REQUIRED ACTION →
In the entries below, find the line with "PR #2096, opened 2024-10-24" and the line with "Maybe we could"; give again those lines and every line between them, exactly.

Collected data
__________________________________________________
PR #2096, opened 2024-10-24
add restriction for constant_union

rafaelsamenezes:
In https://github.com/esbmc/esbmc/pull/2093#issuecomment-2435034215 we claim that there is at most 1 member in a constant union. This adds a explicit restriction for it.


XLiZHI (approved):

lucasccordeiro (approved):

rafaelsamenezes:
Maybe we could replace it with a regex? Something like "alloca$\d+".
__________________________________________________
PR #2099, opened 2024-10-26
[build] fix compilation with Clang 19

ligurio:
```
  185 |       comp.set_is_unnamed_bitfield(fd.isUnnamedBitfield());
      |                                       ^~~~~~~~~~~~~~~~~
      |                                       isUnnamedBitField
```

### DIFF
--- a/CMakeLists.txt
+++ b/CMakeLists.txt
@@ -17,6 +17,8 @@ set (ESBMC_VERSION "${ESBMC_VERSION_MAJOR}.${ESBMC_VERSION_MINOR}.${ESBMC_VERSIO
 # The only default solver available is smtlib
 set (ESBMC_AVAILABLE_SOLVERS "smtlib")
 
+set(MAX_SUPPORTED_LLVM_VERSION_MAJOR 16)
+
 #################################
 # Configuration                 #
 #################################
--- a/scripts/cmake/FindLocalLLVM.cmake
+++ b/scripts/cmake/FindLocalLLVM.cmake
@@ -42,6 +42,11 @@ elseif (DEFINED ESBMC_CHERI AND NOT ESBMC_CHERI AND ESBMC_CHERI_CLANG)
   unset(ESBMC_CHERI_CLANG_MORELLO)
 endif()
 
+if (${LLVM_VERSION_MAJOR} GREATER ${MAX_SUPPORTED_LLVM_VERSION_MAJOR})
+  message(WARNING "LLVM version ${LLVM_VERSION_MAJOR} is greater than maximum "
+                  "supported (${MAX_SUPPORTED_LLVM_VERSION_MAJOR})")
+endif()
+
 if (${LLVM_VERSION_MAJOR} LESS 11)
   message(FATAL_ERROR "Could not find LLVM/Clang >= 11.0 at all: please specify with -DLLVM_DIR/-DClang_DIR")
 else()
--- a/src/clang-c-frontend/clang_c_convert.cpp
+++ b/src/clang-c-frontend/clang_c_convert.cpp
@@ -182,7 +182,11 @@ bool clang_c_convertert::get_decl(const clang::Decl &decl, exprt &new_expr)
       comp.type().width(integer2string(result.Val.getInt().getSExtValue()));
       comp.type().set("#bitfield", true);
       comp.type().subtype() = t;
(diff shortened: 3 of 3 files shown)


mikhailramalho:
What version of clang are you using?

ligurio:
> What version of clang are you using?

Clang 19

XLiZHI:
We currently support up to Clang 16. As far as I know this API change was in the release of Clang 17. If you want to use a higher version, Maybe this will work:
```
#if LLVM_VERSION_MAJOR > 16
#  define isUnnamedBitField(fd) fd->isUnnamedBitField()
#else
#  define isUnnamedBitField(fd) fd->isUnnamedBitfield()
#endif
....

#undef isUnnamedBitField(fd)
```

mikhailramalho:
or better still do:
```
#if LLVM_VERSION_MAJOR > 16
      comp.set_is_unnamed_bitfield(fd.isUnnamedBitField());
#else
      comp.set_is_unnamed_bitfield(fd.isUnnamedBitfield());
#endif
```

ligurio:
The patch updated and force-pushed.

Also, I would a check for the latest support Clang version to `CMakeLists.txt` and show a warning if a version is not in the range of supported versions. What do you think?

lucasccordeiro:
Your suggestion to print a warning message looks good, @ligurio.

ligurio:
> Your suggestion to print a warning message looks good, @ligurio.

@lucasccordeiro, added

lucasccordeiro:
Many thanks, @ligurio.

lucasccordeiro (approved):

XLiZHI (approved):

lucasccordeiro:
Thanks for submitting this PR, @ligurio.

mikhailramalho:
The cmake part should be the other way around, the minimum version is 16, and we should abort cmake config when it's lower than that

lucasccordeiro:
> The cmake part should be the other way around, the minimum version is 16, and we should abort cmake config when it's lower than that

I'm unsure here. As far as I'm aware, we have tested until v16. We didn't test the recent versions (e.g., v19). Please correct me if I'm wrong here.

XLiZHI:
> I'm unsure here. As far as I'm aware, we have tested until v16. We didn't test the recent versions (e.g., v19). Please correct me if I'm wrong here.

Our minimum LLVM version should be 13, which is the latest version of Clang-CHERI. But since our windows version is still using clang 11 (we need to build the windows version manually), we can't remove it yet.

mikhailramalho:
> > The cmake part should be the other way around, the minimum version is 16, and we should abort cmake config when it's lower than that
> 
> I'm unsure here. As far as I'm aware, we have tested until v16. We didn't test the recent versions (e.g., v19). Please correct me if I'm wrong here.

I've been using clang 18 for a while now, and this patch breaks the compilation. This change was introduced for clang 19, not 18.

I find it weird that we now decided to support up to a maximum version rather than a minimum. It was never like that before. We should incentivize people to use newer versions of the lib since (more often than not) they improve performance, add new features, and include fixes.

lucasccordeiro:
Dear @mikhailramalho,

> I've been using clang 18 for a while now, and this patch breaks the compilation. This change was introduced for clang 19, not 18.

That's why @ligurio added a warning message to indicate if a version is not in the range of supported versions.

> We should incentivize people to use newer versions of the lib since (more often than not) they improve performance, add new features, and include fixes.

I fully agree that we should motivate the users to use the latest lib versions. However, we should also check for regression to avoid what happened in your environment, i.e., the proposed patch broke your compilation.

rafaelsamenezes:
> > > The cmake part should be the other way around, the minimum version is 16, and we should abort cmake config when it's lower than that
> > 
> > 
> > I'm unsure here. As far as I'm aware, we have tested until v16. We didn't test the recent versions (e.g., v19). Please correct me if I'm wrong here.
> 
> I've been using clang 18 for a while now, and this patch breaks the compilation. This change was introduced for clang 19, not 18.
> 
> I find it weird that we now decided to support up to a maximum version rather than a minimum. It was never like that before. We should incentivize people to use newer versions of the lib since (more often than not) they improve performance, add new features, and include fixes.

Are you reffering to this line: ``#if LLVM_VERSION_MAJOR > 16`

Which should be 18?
__________________________________________________
EXERCISE RESPONSE →
PR #2096, opened 2024-10-24
add restriction for constant_union

rafaelsamenezes:
In https://github.com/esbmc/esbmc/pull/2093#issuecomment-2435034215 we claim that there is at most 1 member in a constant union. This adds a explicit restriction for it.


XLiZHI (approved):

lucasccordeiro (approved):

rafaelsamenezes:
Maybe we could replace it with a regex? Something like "alloca$\d+".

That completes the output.